Algorithm variants: deterministic_router, thompson_router, exp3ix_router, contextual_router (requires contextual feature), sticky_mab_router, monitored_router.

Domain harnesses simulate realistic routing with injected drift: NLP (matrix_harness), network security (pcap_triage_harness), ad ranking, fraud scoring, clinical triage, search ranking.

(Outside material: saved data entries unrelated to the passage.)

PR #3603, opened 2019-05-10
[2019.2] Reduce the group size of the deferred lighting pass from 16x16 to 8x8

EvgeniiG:
### Purpose of this PR
Nvidia claims there is a large perf loss from using large group sizes on their HW.
On AMD, it may or may not be faster, and should not be slower.
Therefore, this is a large optimization for Nvidia and a no-op for AMD.

---
### Release Notes
Reduce the group size of the deferred lighting pass from 16x16 to 8x8

---
### Testing status
**Katana Tests**: https://katana.bf.unity3d.com/projects/com.unity.render-pipelines/builders?ScriptableRenderLoop_branch=HDRP%2Fdeferred-group-size&automation-tools_branch=master&unity_branch=2019.2%2Fstaging

**Manual Tests**: We need to test this on the PS4. I can test on Nvidia.

---
### Comments to reviewers
Need help perf testing this one.

### DIFF
--- a/com.unity.render-pipelines.high-definition/Runtime/Lighting/LightLoop/Deferred.compute
+++ b/com.unity.render-pipelines.high-definition/Runtime/Lighting/LightLoop/Deferred.compute
@@ -122,18 +122,20 @@ CBUFFER_END
 RW_TEXTURE2D_X(float3, diffuseLightingUAV);
 RW_TEXTURE2D_X(float4, specularLightingUAV);
 
-
+#define GROUP_SIZE (TILE_SIZE_FPTL / 2) // 4x 8x8 groups per a 16x16 tile
 
 #ifdef USE_INDIRECT
 
 StructuredBuffer<uint> g_TileList;
 // Indirect
-[numthreads(TILE_SIZE_FPTL, TILE_SIZE_FPTL, 1)]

See examples/ for 25+ examples and examples/EXPERIMENTS.md for mini-experiments on trade-offs and failure modes.

Development

cargo test -p muxer
cargo bench -p muxer --bench coverage

Quickstart guide | API docs | Changelog

References

  1. P. Auer, N. Cesa-Bianchi, and P. Fischer. "Finite-time analysis of the multiarmed bandit problem." Machine Learning, 47(2-3):235--256, 2002.
  2. S. Agrawal and N. Goyal. "Analysis of Thompson Sampling for the Multi-armed Bandit Problem." COLT, 2012.
  3. P. Auer, N. Cesa-Bianchi, Y. Freund, and R. E. Schapire. "The Nonstochastic Multiarmed Bandit Problem." SIAM J. Comput., 32(1):48--77, 2002.
  4. W. Chu, L. Li, L. Reyzin, and R. Schapire. "Contextual Bandits with Linear Payoff Functions." AISTATS, 2011.
  5. E. S. Page. "Continuous inspection schemes." Biometrika, 41(1-2):100--115, 1954.
  6. A. Garivier and E. Moulines. "On Upper-Confidence Bound Policies for Switching Bandit Problems." ALT, 2011.
  7. R. R. Drugan and A. Nowe. "Designing multi-objective multi-armed bandits algorithms: A study." IJCNN, 2013.
  8. L. Besson, E. Kaufmann, O.-A. Maillard, and J. Seznec. "Efficient Change-Point Detection for Tackling Piecewise-Stationary Bandits." arXiv:1902.01575, 2019.
  9. M. Ehrgott and S. Nickel. "On the number of criteria needed to decide Pareto optimality." Math. Meth. Oper. Res., 55:329--345, 2002.
  10. T. Banerjee and V. V. Veeravalli. "Data-efficient quickest change detection." arXiv:1211.3729, 2012.
  11. V. Hadad, D. A. Hirshberg, R. Zhan, S. Wager, and S. Athey. "Confidence Intervals for Policy Evaluation in Adaptive Experiments." arXiv:1911.02768, 2021.

License

Licensed under MIT or Apache-2.0 (LICENSE-MIT, LICENSE-APACHE).